Water wastage is an enormous yet very unseen and unacknowledged problem. Problems vary from leaks in infrastructure to poorlymaintained outlets. Numerous things that can be done here: aerators, dual-flush toilets, and lower-volume cisterns are a few. But maintenance must also happen across major infrastructure, using modern technologies such as Xylem Smartball to spot even micro leaks acoustically. Above all, maintenance and monitoring is a choice: many of us don’t even notice if our water consumption goes up, yet that is a perfect sign of leak problems.

RECYCLE WATER

Water capture and recycling have already been mentioned above, underscoring their necessity. In South Africa, for example, there is abundant rainfall - but it is spread unevenly, and catchment areas don’t serve the majority of the country. Nor do African countries take care of their aquifers, even though these resources could hold 100 times more volumes than groundwater. Rainwater harvesting, greywater recycling and aquifer rehabilitation are not common practices. Such systems are often easy to introduce, but we need more emphasis on them.

AWARENESS

Africa’s biggest water challenge is perhaps that we take it for granted. This isn’t the case in most rural communities, where people often have to walk many kilometres to get water. They appreciate it more, yet often are stuck in a poverty trap where they spend too much time on water collection.

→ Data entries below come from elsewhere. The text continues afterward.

PR #1823, opened 2024-07-29
Make PEA option public

ihincks:
### Summary

This PR exposes the PEA mitigation method in the ZNE options. It also exposes another helpful option to do with specifying the points at which extrapolation methods are evaluated.

### Details and comments

Test evidence is incoming.

### DIFF
--- a/qiskit_ibm_runtime/options/zne_options.py
+++ b/qiskit_ibm_runtime/options/zne_options.py
@@ -44,7 +44,7 @@ class ZneOptions:
 
         In particular, suppose an input pub has observable array shape ``obs_shape`` and parameter
         values shape ``par_shape``, with corresponding pub shape
-        ``shape=np.broadcast_shapes(obs_shape, par_shap)``. Then the corresponding pub result will
+        ``shape=np.broadcast_shapes(obs_shape, par_shape)``. Then the corresponding pub result will
         additionally contain:
 
         1. `pub_result.data.evs_extrapolated` and `pub_result.data.stds_extrapolated`,
--- a/qiskit_ibm_runtime/options/zne_options.py
+++ b/qiskit_ibm_runtime/options/zne_options.py
@@ -34,7 +34,52 @@ ExtrapolatorType = Literal[
 
 @primitive_dataclass
 class ZneOptions:
-    """Zero noise extrapolation mitigation options. This is only used by V2 Estimator.
+    """Zero noise extrapolation mitigation options. This is only used by the V2 Estimator.
+
+    ..note::
+
+        Any V2 estimator is guaranteed to return data fields called ``evs`` and ``stds`` that
+        report the desired expectation value estimates and errors, respectively.
+        When ZNE options are enabled in the runtime estimator, additional data is returned.
+
+        In particular, suppose an input pub has observable array shape ``obs_shape`` and parameter
+        values shape ``par_shape``, with corresponding pub shape ``shape``. Then the corresponding
+        pub result will additionally contain:
+
+        1. `pub_result.data.evs_extrapolated` and `pub_result.data.stds_extrapolated`,
+            both with shape ``(*shape, num_extrapolators, num_evaluation_points)``, where
+            ``num_extrapolators`` is the length of the list of
+            ``options.resilience.zne.extrapolators``, and ``num_evaluation_points`` is the length of
+            the list ``options.resilience.extrapolated_noise_factors``. These values provide
+            evaluations of every extrapolator at every specified noise extrapolation value.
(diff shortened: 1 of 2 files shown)


qiskit_ibm_runtime/options/zne_options.py
```diff
@@ -34,7 +34,52 @@
...
+    """Zero noise extrapolation mitigation options. This is only used by the V2 Estimator.
+
+    ..note::
+
+        Any V2 estimator is guaranteed to return data fields called ``evs`` and ``stds`` that
+        report the desired expectation value estimates and errors, respectively.
+        When ZNE options are enabled in the runtime estimator, additional data is returned.
+
+        In particular, suppose an input pub has observable array shape ``obs_shape`` and parameter
+        values shape ``par_shape``, with corresponding pub shape ``shape``. Then the corresponding
```
SamFerracin, line 46:
```suggestion
        values shape ``par_shape``, with corresponding pub shape ``shape = obs_shape * par_shape``. Then the corresponding
```

qiskit_ibm_runtime/options/zne_options.py
```diff
@@ -34,7 +34,52 @@
...
+           ``ensemble_stds_noise_factors`` all have shape ``(*shape, num_noise_factors)`` where
+           ``num_noise_factors`` is the length of ``options.resilience.zne.noise_factors``. These
+           values provide evaluations of the best-fit model at each of the noise amplifications.
+           In the case of no twirling, both ``*stds*`` arrays will be equal, otherwise,
+           ``stds_noise_factors`` is derived from the spread over twirling samples, whereas
+           ``ensemble_stds_noise_factors`` assumes only shot noise and no drift.
+
+        Metadata is formatted as follows:
+
+        - ``PrimitiveResult.metadata["resilience"]["zne"]``
```
SamFerracin, line 65: I'm always a bit hesitant to specify this kind of information because if in a few weeks we change the metadata in the server (e.g., by adding a field), there is a chance that we may forget to update this docstring

qiskit_ibm_runtime/options/zne_options.py
```diff
@@ -34,7 +34,52 @@
...
+            - ``["extrapolated_noise_factors"]`` The extrapolation points corresponding to
+              ``num_evaluation_points`` mentioned above in (1).
+
+        - ``PubResult.metadata["resilience"]["zne"]["extrapolator"]`` which extrapolators were
+          used for this pub in particular.
+
+        Technical note: for single observables with multiple basis terms it might turn out that
+        multiple extrapolation methods are used in _the same_ expectation value, for example, ``XX``
+        gets linearly extrapolated but ``XY`` gets exponentially extrapolated in the observable
+        ``{"XX": 0.5, "XY": 0.5}``. Let's call this a *hetergeneous fit*. The data from (3) is
```
SamFerracin, line 77: What is `(3)`? And in a few lines, what is `(2)`?

qiskit_ibm_runtime/options/zne_options.py
ihincks: We could just remove all of the metadata description.

qiskit_ibm_runtime/options/zne_options.py
ihincks: we'd actually want ``shape = numpy.broadcast_shapes(obs_shape, par_shape)``. Would this be okay?

qiskit_ibm_runtime/options/zne_options.py
ihincks: Ah, they're referencing (1) and (2), but there used to be a (3) in the source I copied this from. Will fix.

qiskit_ibm_runtime/options/zne_options.py
```diff
@@ -48,8 +93,25 @@ class ZneOptions:
             * `"gate_folding_back"` uses 2-qubit gate folding to amplify noise. If the noise
               factor requires amplifying only a subset of the gates, then these gates are selected
               from the back of the topologically ordered DAG circuit.
-
-        noise_factors: Noise factors to use for noise amplification. Default: (1, 3, 5).
+            * `"pea"` uses a technique called probabalistic error amplification (`PEA
```
SamFerracin, line 96: PEA only makes sense if gate twirling is on. Yet, `twirling.enable_gates` is `False` by default. I've forgotten about this many times while playing with PEA, and the performance wasn't great. Do we want to add a note about this, and perhaps even a warning?

ihincks: I believe it turns twirling on for you when pea is enabled. If this is not the case, I think it's a bug.

In any case, yes a note would be worthwhile.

In urban areas, people are more prone to take water for granted: taps might be closed, but leaks aren’t taken seriously.

Companies and cities don’t have robust water conservation strategies. Most municipalities don’t even employ hydrologists. The answer is education: not just state-led campaigns, but also water strategies within companies. Water is a hidden risk: it doesn’t seem like a problem until something happens, such as a drought, at which point intervention comes too late. Everyone must work on being more water aware, through sensible and pragmatic strategies.

Africa is not doing well in terms of water conservation. The continent mostly missed the 2015 Millennium Development Goal milestone of reducing by half the proportion of the population without sustainable access to safe drinking water. This shortfall didn’t happen due to a lack of capacity or resources. Instead, we’re still too bullish about water’s future and believe that the taps will run forever. There are opportunities to turn the tide around: let’s take them.